* Exercise description
Among the entries below, find every line that has "your" and pull it out.

* Stored items
PR #1006, opened 2020-05-26
Fix sury v99999

kay0u:
## The problem

Sury, again (the current solution seems to work, but it's not really conventional)

## Solution

Apply Pin recommended by @taziden 
I don't know if it's better this way, tell me

## PR Status

Tested with:
- Install nextcloud
- Install Weblate ([buster](https://github.com/YunoHost-Apps/weblate_ynh/tree/buster) branch)
- Install Snipeit ([fix-buster](https://github.com/YunoHost-Apps/snipeit_ynh/tree/fix-buster) branch)
- Install Synapse

No problems so far

## How to test

...

## Validation

- [ ] Quick review 0/1 : 
- [ ] Simple test 0/1 : 
- [ ] Deep review 0/1 :

### DIFF
--- a/data/helpers.d/apt
+++ b/data/helpers.d/apt
@@ -193,37 +193,17 @@ ynh_package_install_from_equivs () {
     LC_ALL=C equivs-build ./control 1> /dev/null
     dpkg --force-depends --install "./${pkgname}_${pkgversion}_all.deb" 2>&1)
 
-    # Let's try to see if install will work using dry-run. It it fails,
-    # it could be because the pinning of sury is blocking some package install
-    # c.f. for example: https://github.com/YunoHost/issues/issues/1563#issuecomment-623406509
-    # ... In that case, we use an ugly hack were we'll use a tweaked
-    # preferences.d directory with looser contrains for sury...
-    if ! ynh_package_install --fix-broken --dry-run >/dev/null 2>&1 && [ -e /etc/apt/preferences.d/extra_php_version ]
-    then
-        cp -r /etc/apt/preferences.d/ /etc/apt/preferences.d.tmp/
-        sed 's/^Pin-Priority: .*/Pin-Priority: 600/g' -i /etc/apt/preferences.d.tmp/extra_php_version
-        local apt_tweaks='--option Dir::Etc::preferencesparts=preferences.d.tmp'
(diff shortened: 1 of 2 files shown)


Josue-T:
Look like good.

Maybe the question would if we install synapse which need the libxml and if we also install an other php app which need php7.4-xml.

kay0u:
I guess it's related to this [issue](https://github.com/YunoHost-Apps/synapse_ynh/issues/193)
let's play with php7.4-xml:
```
root@domain:/ynh-dev# apt install php7.4-xml
php7.4-xml is already the newest version (7.4.6-1+0~20200514.17+debian9~1.gbp0f509e).
0 upgraded, 0 newly installed, 0 to remove and 5 not upgraded.

root@domain:/ynh-dev# apt-cache policy libxml2-dev
libxml2-dev:
  Installed: 2.9.9+dfsg-1+0~20200226.5+debian9~1.gbp3b6674
  Candidate: 2.9.9+dfsg-1+0~20200226.5+debian9~1.gbp3b6674
  Version table:
 *** 2.9.9+dfsg-1+0~20200226.5+debian9~1.gbp3b6674 995
        995 https://packages.sury.org/php stretch/main amd64 Packages
        100 /var/lib/dpkg/status
     2.9.4+dfsg1-2.2+deb9u2 500
        500 http://deb.debian.org/debian stretch/main amd64 Packages
        500 http://security.debian.org/debian-security stretch/updates/main amd64 Packages

root@domain:/ynh-dev# yunohost app install synapse 
```
and the logs of the install: (spoiler, everything is installed)
https://paste.yunohost.org/raw/viguzesahe

Josue-T:
Thanks for the feedback

kay0u:
the question is what to do with servers already screwed up by Sury?

alexAubin:
Doesn't this change already take care of the smooth migration of existing sury repo ? (Well, they'll have to run an app script that tries to install php stuff for it to actually be applied ... but it sounds precisely like the situation we're trying to fix ... though granted that it would be cleaner to have a "real" migration so that there's no sudden weird conf change just by attempting to install an app but I don't know if that's worth the effort of implementing a migration...)

alexAubin:
Alright folks I'm yolomerging because somebody again had an issue with sury today and I'm tired of that shit é_è

PR #1007, opened 2020-05-26
Add pre-defined DHE group and set up Nginx to use it

SohKa:
## The problem

By default, OpenSSL uses 1024-bit non-custom Diffie-Hellman primes (reported in [this issue](
https://github.com/YunoHost/issues/issues/93)). In consequence it weakens Nginx's security (reported in [this issue](https://github.com/YunoHost/issues/issues/1611)).

## Solution

As explained [here](https://github.com/YunoHost/issues/issues/93#issuecomment-633510357), Mozilla now recommends to use pre-defined DHE groups. By using them, it would fix both issues given above (in the "problem" section).

## PR Status

Tested on my server by following @alexAubin's instructions given [here](https://github.com/YunoHost/issues/issues/93#issuecomment-634075780). :smiley:

## How to test

...

## Validation

- [ ] Quick review 0/1 : 
- [ ] Simple test 0/1 : 
- [ ] Deep review 0/1 :


alexAubin:
ping @Josue-T : that might also be relevant for apps that need this like Synapse ?

Josue-T:
> ping @Josue-T : that might also be relevant for apps that need this like Synapse ?

Yes :+1: coturn, the turnserver of synapse need this. Not specifically synapse (probably because synapse only use elliptic curve).

SohKa:
I hesitated to ship the 3072-bit DHE group instead of the 2048-bit group. A lot of people advise to directly use the 3072-bit one (because the 2048-bit one will progressively phase out), but in the end I decided to stick with Mozilla's recommendation (2048-bit). Has anyone a strong opinion about this ?

alexAubin:
Hmmm idk it looks like it's not a big deal to update this later so I'm a huge partisan of sticking as much as we can to the Mozilla's recommendation so that we can avoid asking ourselves existential questions about security ¯\\\_(ツ)_/¯

SohKa:
Thanks for your improvements and the merge @alexAubin ! :)

Issue #77, opened 2015-07-29
Dnsmasq IPv6


src386:
Hi,
Dnsmasq is configured with A, MX, TXT and SRV records but no AAAA.
It would be a nice feature to add.
Regards.

PR #1012, opened 2020-05-31
Update n to 6.5.1

ericgaspar:
## The problem
- N not up to date
- May not fix this issue [#77](https://github.com/YunoHost/package_check/issues/77)

## Solution
- Bring N up to date with upstream

## PR Status

...

## How to test

...

## Validation

- [ ] Quick review 0/1 : 
- [ ] Simple test 0/1 : 
- [ ] Deep review 0/1 :

### DIFF
--- a/data/helpers.d/nodejs
+++ b/data/helpers.d/nodejs
@@ -126,7 +126,7 @@ ynh_install_nodejs () {
     test -x /usr/bin/npm && mv /usr/bin/npm /usr/bin/npm_n
 
     # If n is not previously setup, install it
-    if ! test $(n --version > /dev/null 2>&1)
+    if ! $n_install_dir/bin/n --version > /dev/null 2>&1
     then
         ynh_install_n
     elif dpkg --compare-versions "$($n_install_dir/bin/n --version)" lt $n_version
--- a/data/helpers.d/nodejs
+++ b/data/helpers.d/nodejs
@@ -129,7 +129,7 @@ ynh_install_nodejs () {
     if ! test $(n --version > /dev/null 2>&1)
     then
         ynh_install_n
-    elif dpkg --compare-version "$($n_install_dir/bin/n --version | cut -d" " -f2)" lt $n_version
+    elif dpkg --compare-versions "$($n_install_dir/bin/n --version)" lt $n_version
     then
         ynh_install_n
     fi
--- a/data/helpers.d/nodejs
+++ b/data/helpers.d/nodejs
@@ -125,7 +125,7 @@ ynh_install_nodejs () {
     test -x /usr/bin/npm && mv /usr/bin/npm /usr/bin/npm_n
 
     # If n is not previously setup, install it
-    if ! type $(n --version > /dev/null 2>&1)
+    if ! test $(n --version > /dev/null 2>&1)
     then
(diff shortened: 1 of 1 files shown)


data/helpers.d/nodejs
```diff
@@ -125,7 +125,10 @@ ynh_install_nodejs () {
     test -x /usr/bin/npm && mv /usr/bin/npm /usr/bin/npm_n
 
     # If n is not previously setup, install it
-    if ! test $(n --version > /dev/null 2>&1)
+    if ! type $(n --version > /dev/null 2>&1)
```
alexAubin, line 128: Not sure to understand why change `test` to `type` ? Note that if `n` is not installed, I'm guessing `$(n --version)` will return empty string, but `type` (with no arg) returns 0 and `test` (with no arg) returns 1

So it looks to me like the behavior changes in a unexpected way but maybe I'm missing something

ericgaspar: damn! this is a typo

data/helpers.d/nodejs
```diff
@@ -126,6 +126,9 @@ ynh_install_nodejs () {
 
     # If n is not previously setup, install it
     if ! test $(n --version > /dev/null 2>&1)
+    then
+        ynh_install_n
+    elif dpkg --compare-version "$($n_install_dir/bin/n --version | cut -d" " -f2)" lt "6.5.1"
```
kay0u, line 131: To avoid any problems, I would create a new `n_version` variable at the top of this file and use it where needed.

data/helpers.d/nodejs
```diff
@@ -126,6 +127,9 @@ ynh_install_nodejs () {
 
     # If n is not previously setup, install it
     if ! test $(n --version > /dev/null 2>&1)
+    then
+        ynh_install_n
+    elif dpkg --compare-version "$($n_install_dir/bin/n --version | cut -d" " -f2)" lt $n_version
```
kay0u, line 132: It's `--compare-versions` ;-)
And for me, there's no need to cut. Do you remember why you added it?

```suggestion
    elif dpkg --compare-versions "$($n_install_dir/bin/n --version)" lt $n_version
```

ericgaspar: aaah! one mistake per line 😱
I got it [here](https://github.com/YunoHost-Apps/Experimental_helpers/pull/52/files) (but the mistakes are mine...).
Thanks anyway for reviewing my crappy code.

data/helpers.d/nodejs
```diff
@@ -126,6 +127,9 @@ ynh_install_nodejs () {
 
     # If n is not previously setup, install it
     if ! test $(n --version > /dev/null 2>&1)
```
kay0u, line 129:
```suggestion
    if ! $n_install_dir/bin/n --version > /dev/null 2>&1
```

After some tests, i found that the current `test` doesn't work. n is reinstalled each time.
Can someone else test this helper please?

ericgaspar: @kay0u I have tested your code with this configurations:
- install `n` when `n` is not installed
- install `n` when `n`< 6.5.1
- do nothing when `n` already installed

It seems to work...

PR #1013, opened 2020-06-01
WIP: Refactoring yunohost format arguments parsing

Psycojoker:
## The problem

The current argument parsing code is rigged with quite some problems:

- everything is mixed together
- everything is parsed then everything is asked at once, this is very confusing and hard to extend
- all different kinds or arguments are parsed in the same place mixing all the things
- when "ask" is not present behavior is super weird
- code is hard to understand
- parsing individual arguments is closely tide to walking the data structure
- etc....

## Solution

After having written test for everything (oh god this was so freaking boring), refactor everything.

The approach is to factorize everything is a main generic parsing argument class then inherit from it for all arguments.

This will allow to extends this argument system and had new kind of arguments very easily.

Also everything is easier to read now and everything is nicely put in its small place.

And since we have tests we can refactor it again is needed in the future.

## PR Status

Tests pass and this is a very isolated part and now well tested part of the system so this shouldn't change anything at all for the users.

The only BREAKING change is that it will raises now if one app dev adds a default value to a password type of argument because I never want that.

## How to test

Launch tests or install an application.

## Validation

- [ ] Quick review 0/1 : 
- [ ] Simple test 0/1 : 
- [ ] Deep review 0/1 :


locales/en.json
```diff
@@ -13,6 +13,7 @@
     "app_already_up_to_date": "{app:s} is already up-to-date",
     "app_argument_choice_invalid": "Use one of these choices '{choices:s}' for the argument '{name:s}'",
     "app_argument_invalid": "Pick a valid value for the argument '{name:s}': {error:s}",
```
kay0u, line 15: Please, remove this keys:

- `app_argument_invalid`
- `domains_available`
- `pattern_password_app`
- `users_available`

Psycojoker: I'm going to use them actually to make better error messages, just haven't found the energy yet.

Psycojoker: Normally done

Psycojoker:
Added some missing stuff for password and custom errors messages.

Should be way closer to being mergeable.

src/yunohost/app.py
```diff
@@ -2525,128 +2736,14 @@ def _parse_args_in_yunohost_format(user_answers, argument_questions):
...
-                    msignals.display(m18n.n('users_available'))
-                    users = user_list()['users']
-                    for user in users.keys():
-                        msignals.display("- {}".format(user))
-
-                    root_mail = "root@%s" % _get_maindomain()
-                    for user in users.keys():
-                        if root_mail in user_info(user)["mail-aliases"]:
-                            question_default = user
-                            break
```
alexAubin, line 2572: That stuff about default answer for user-type question disappeared during conflict/merge, looking at the new structure it should be pretty straightforward to reintegrate but busy right now with other reviews

alexAubin (changes requested):

src/yunohost/app.py
```diff
@@ -2514,6 +2514,217 @@ def _parse_args_for_action(action, args={}):
...
+
+
+class UserArgumentParser(YunoHostArgumentFormatParser):
+    argument_type = "user"
+
+    def parse_question(self, question, user_answers):
+        from yunohost.user import user_list
+
+        question = super(UserArgumentParser, self).parse_question(question, user_answers)
+        question.choices = user_list()["users"]
```
kay0u, line 2685:
```suggestion
        question.choices = user_list()["users"]
        if question.default is None:
            root_mail = "root@%s" % _get_maindomain()
            for user in question.choices.keys():
                if root_mail in user_info(user)["mail-aliases"]:
                    question.default = user
                    break
```

alexAubin: Yolo let's see, thanks for the fix !

src/yunohost/app.py
Psycojoker: Ah indeed, quite a lot of other PR has modified this code, sorry for not moving fast enough :< 

(don't hesitate to push on it ™)

alexAubin:
Tests are passing ! Yolomergin !

PR #1014, opened 2020-06-03
Fix regen-conf mechanism for SSH

alexAubin:
## The problem

Another tricky update for the regenconf ...

Realized today while helping a user that we have this funky behavior that if you run `yunohost tools regen-conf` it won't regen the conf of SSH. Digging further with ljf, we realize that there are many scenario with problematic behaviors.

Scenario 1 : a user setup a fresh instance, and during the install script, choose to *not* let yunohost manage the ssh conf
Problem: unless this admin eventually runs `yunohost tools regen-conf ssh --force`, there will be absolutely no info / reminder that the recommended ssh conf should be used. There won't even be a hash in regenconf.yml

Scenario 2 : we update the ssh configuration
Problem: when admins upgrades their server, the automatic `regen-conf` during upgrade won't update the ssh conf ... and the regen-conf won't even tell that there are pending changes to be applied or anything if you don't run `yunohost tools regen-conf` (even with --force) unless you explicitly specify --force

Scenario 3 : the admin manually edits the ssh conf
Problem: as for scenario 2, apart from the diagnosis screen saying the file got manually modified, running `regen-conf` won't tell anything about ssh.

## Solution

- Fix postinstall such that, if the admin chose to keep the original ssh conf, it will be seen as manually modified by the regenconf (instead of "nothing")
- For servers where there's no hash for the ssh conf in regenconf.yml, automatically add the pending conf hash.
- Running the regen-conf should always also regen the conf of ssh ...
- But in case the ssh conf got manually modified and the admin runs `yunohost tools regen-conf --force`, we don't overwrite the ssh conf (you need to specify ssh explicitly) ... I think that's mainly for stuff like, if you changed the ssh port, it could easily have catastrophic consequences if you run the `regen-conf --force` witthout thinking too much about it ...

## PR Status

Done, tested using provided tests

## How to test

Run the tests o/ ?

## Validation

- [ ] Quick review 0/1 : 
- [ ] Simple test 0/1 : 
- [ ] Deep review 0/1 :


src/yunohost/regenconf.py
```diff
@@ -185,6 +186,20 @@ def _pre_call(name, priority, path, args):
...
         failed_regen = {}
 
+        # Here we are doing some weird legacy shit
+        # The thing is, on some very old or specific setup, the sshd_config file
+        # was absolutely not managed by the regenconf ...
+        # But we now want to make sure that this file is managed.
+        # However, we don't want to overwrite a specific custom sshd_config
+        # which may make the admin unhappy ...
+        # So : if the hash for this file does not exists, we set the hash as the
+        # hash of the pending configuration ...
```
kay0u, line 196:
```suggestion
        # hash of the current configuration ...
```

alexAubin: Because if we put the current hash, the conf is going to be replaced by the new configuration ... but that's not what we want, we want the conf to be flagged as manually modified

kay0u: I didn't understand the point of this hash, my bad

* Response below
Thanks for your improvements and the merge @alexAubin ! :)
ericgaspar: @kay0u I have tested your code with this configurations:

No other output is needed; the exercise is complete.